Jakarta, 14 Januari 2026 — Majelis Wali Amanat (MWA) Universitas Hasanuddin secara resmi menetapkan Prof. Dr. Ir. Jamaluddin Jompa, M.Sc. sebagai Rektor Universitas Hasanuddin Periode 2026–2030. Penetapan tersebut dilakukan dalam Rapat Paripurna Terbuka Luar Biasa MWA Unhas yang diselenggarakan di Kampus Universitas Hasanuddin Jakarta, Rabu (14/1)
Rapat paripurna ini merupakan puncak dari rangkaian proses pemilihan rektor yang telah dilaksanakan secara transparan, akuntabel, dan berintegritas, sesuai dengan ketentuan peraturan perundang-undangan dan tata kelola perguruan tinggi yang baik. Proses pemilihan meliputi tahapan pemaparan kertas kerja calon rektor, pendalaman visi dan program kerja, penandatanganan pakta integritas, hingga pemungutan dan penghitungan suara oleh anggota MWA yang memiliki hak suara
Dalam rapat tersebut, tiga calon rektor memaparkan visi, misi, dan program strategis pengembangan Universitas Hasanuddin untuk lima tahun ke depan. Setelah melalui proses rapat tertutup dan pemungutan suara, Prof. Dr. Ir. Jamaluddin Jompa, M.Sc. terpilih dengan perolehan 23 suara dari 24 suara sah
Ketua MWA Universitas Hasanuddin menyampaikan bahwa hasil pemilihan ini mencerminkan komitmen MWA dalam menjamin keberlanjutan kepemimpinan universitas yang berorientasi pada penguatan tridarma perguruan tinggi, tata kelola yang profesional, serta peningkatan daya saing Universitas Hasanuddin di tingkat nasional dan global.
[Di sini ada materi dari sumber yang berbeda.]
Issue #205, opened 2026-02-25
fix: /cd command does not update LLM system prompt or project AGENT.md rules


nhicks00:
### User-reported symptom
After running `/cd <new-directory>`, the working directory changes in the terminal (the prompt display updates), but the **path sent in the LLM system prompt remains stale** — the model still believes it is in the original directory.

A secondary symptom: project-local `AGENT.md` rules from the new directory are not picked up after `/cd`.

### Root cause: two un-invalidated caches

**Bug 1 — Stale LLM instructions (`_code_generation_agent`)**

`reload_code_generation_agent()` bakes the system prompt (which in some deployments includes `os.getcwd()`) into a `PydanticAgent(instructions=...)` instance stored as `self._code_generation_agent`. In `run_with_mcp()` the agent is reused if it already exists, so the instructions never refresh after `/cd`.

**Bug 2 — Stale project AGENT.md rules (`_puppy_rules` cache)**

`load_puppy_rules()` uses a one-shot cache:
```python
if self._puppy_rules is not None:
    return self._puppy_rules  # never re-reads after first load
```
After `/cd` to a new project, the old project's `AGENT.md` is forever stuck in cache; the new project's rules are silently ignored.

### What is NOT broken
- Terminal CWD display — uses `os.getcwd()` fresh on every render ✅
- File tools (`list_files`, `read_file`, etc.) — `os.path.abspath()` against live CWD ✅
- Shell command runner — subprocess inherits live CWD ✅
- Shell safety cache — keyed by `(command, cwd)`, different CWD = cache miss ✅
- Agent registry — `_discover_agents()` always clears and rebuilds ✅

### Fix

1. **`base_agent.py` — `reload_code_generation_agent()`**: Add `self._puppy_rules = None` at the top so every reload reads fresh rules from disk.

2. **`core_commands.py` — `handle_cd_command()`**: After `os.chdir(target)` succeeds, call `get_current_agent().reload_code_generation_agent()` to rebuild the `PydanticAgent` with an up-to-date system prompt and fresh project rules.

### Affected files
- `code_puppy/command_line/core_commands.py`
- `code_puppy/agents/base_agent.py`

PR #207, opened 2026-02-26
Fix/cd command invalidate agent cache

tsternweis:
When using `/cd` to change directories, the cached pydantic agent (`_code_generation_agent`) retains stale instructions containing the old `os.getcwd()` value. The model continues operating as if the user is in the previous directory, suggesting wrong file paths and misunderstanding project context.

**Root cause:** `handle_cd_command()` calls `os.chdir()` but never invalidates the cached agent. Other config-changing commands (`/model`, `/set`, `/reasoning`, `/verbosity`) already call `reload_code_generation_agent()` after changes, but `/cd` was missing this pattern.

**Affected scenarios:** `/resume` + `/cd` workflow, working across multiple projects in one session, any directory change mid-conversation.

### Fix (1 file, +8 lines)

**`/core_commands.py`**
After `os.chdir()` succeeds, sets `agent._code_generation_agent = None` to invalidate the cache. Triggers lazy rebuild on next user message via `run_with_mcp()` which checks: 
```python
self._code_generation_agent or self.reload_code_generation_agent()
```

**Fixes:** Agent using wrong working directory in system prompt after `/cd`, causing incorrect file path suggestions and project context confusion.

## Summary by CodeRabbit

* **Bug Fixes**
  * Ensures the code-generation context is refreshed when changing directories so generated code reflects the current workspace. This prevents stale context from affecting results and surfaces an error if the refresh fails, improving reliability when navigating between projects.

### DIFF
--- a/code_puppy/command_line/core_commands.py
+++ b/code_puppy/command_line/core_commands.py
@@ -80,9 +80,13 @@ def handle_cd_command(command: str) -> bool:
             #Invalidate cached agent so system prompt refreshed with new CWD
             from code_puppy.agents.agent_manager import get_current_agent
 
-            agent = get_current_agent()
-            if agent is not None:
-                agent._code_generation_agent = None
+            try:
+                agent = get_current_agent()
+                if agent is not None:
+                    agent._code_generation_agent = None
+            except Exception as e:
+                emit_error(f"Error invalidating agent cache: {e}")
+                pass
 
             emit_success(f"Changed directory to: {target}")
         else:


nhicks00:
Hey @Apollex-byte — thanks for jumping on this! 🙌

I also started a branch for this same fix (#205) — looks like we landed on the same approach, which is great. Mine just goes a bit further by also clearing the `_puppy_rules` cache (so project-local AGENT.md rules refresh too) and includes tests, so I'm going to open a PR from that branch. Going to close this one in favor of it, but appreciate the contribution!

nhicks00:
Closing in favor of the more comprehensive fix coming in from #205 branch. Thanks again @Apollex-byte!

Rektor terpilih dalam sambutan perdananya menyampaikan apresiasi atas kepercayaan yang diberikan serta menegaskan komitmennya untuk melanjutkan dan memperkuat transformasi Universitas Hasanuddin sebagai universitas berkelas dunia yang berdampak bagi masyarakat, bangsa, dan kawasan timur Indonesia.
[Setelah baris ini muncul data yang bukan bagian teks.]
PR #215, opened 2026-02-28
Feat/scheduler daily at

mattnico:
## What

Adds a new `daily_at` schedule type that fires a scheduled task at one or more
specific wall-clock times each day (e.g. `09:00`, or `09:00,17:30`).

## Why

The existing schedule types (`interval`, `hourly`, `daily`, `cron`) don't let
users say _"run this at 9am"_. The `daily_at` type fills that gap with a simple
`HH:MM` format — no cron syntax required.

### `code_puppy/scheduler/daemon.py`
- **`parse_daily_at_times(schedule_value)`** — parses a comma-separated string
  of `HH:MM` times into `(hour, minute)` tuples. Invalid entries are skipped
  with a warning rather than crashing the daemon.
- **`should_run_task()`** — new `daily_at` branch fires if any target time has
  passed today and `last_run` is before that target. Restart-safe: if the daemon
  was down at `09:00` and restarts at `09:15`, it still fires.

### `code_puppy/scheduler/config.py`
- Updated `schedule_type` field comment to document `daily_at` as a valid value.

### `code_puppy/plugins/scheduler/scheduler_wizard.py`
- Replaced the old `"Daily"` menu option with `"Daily at specific time(s)..."`.
- Collects time(s) via a `TextInputMenu`, validates each `HH:MM` entry, strips
  invalid ones with a warning, and aborts if none are valid.
- Summary display renders `"daily at 09:00,17:30"` instead of the raw internal
  type/value string.

### `tests/scheduler/test_daily_at.py` _(new, 31 tests)_
Covers `parse_daily_at_times()` and all branches of `should_run_task()` for
the `daily_at` type. All wall-clock comparisons use a pinned `NOW` constant so
tests are never flaky.

| Group | What's covered |
|---|---|
| Parser | Single/multiple times, whitespace, midnight, 23:59, invalid formats, empty string, warns on bad input |
| Basic fire/no-fire | Never-run fires after target; future target doesn't fire; fires exactly at boundary; doesn't fire 1s before |
| `last_run` logic | Already ran today → no re-fire; ran yesterday → fires; restart-safe catch-up; ran before target same day → fires |
| Multiple times | First due + second future; first serviced + second future; second becomes due; all future; both past |
| Edge cases | Disabled task; all-invalid schedule; mix valid/invalid; midnight target |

Rapat Paripurna Terbuka Luar Biasa ini turut dihadiri oleh unsur MWA, antara lain perwakilan Menteri Pendidikan Tinggi, Sains, dan Teknologi Republik Indonesia, perwakilan Gubernur Sulawesi Selatan, pimpinan universitas, senat akademik, ikatan alumni, serta unsur wakil masyarakat. Seluruh rangkaian kegiatan berjalan dengan tertib dan lancar hingga penutupan rapat oleh Ketua MWA Unhas
Dengan ditetapkannya Rektor Universitas Hasanuddin Periode 2026–2030, diharapkan seluruh sivitas akademika dapat memberikan dukungan penuh demi terwujudnya kepemimpinan universitas yang inklusif, berintegritas, dan berorientasi pada kemajuan institusi.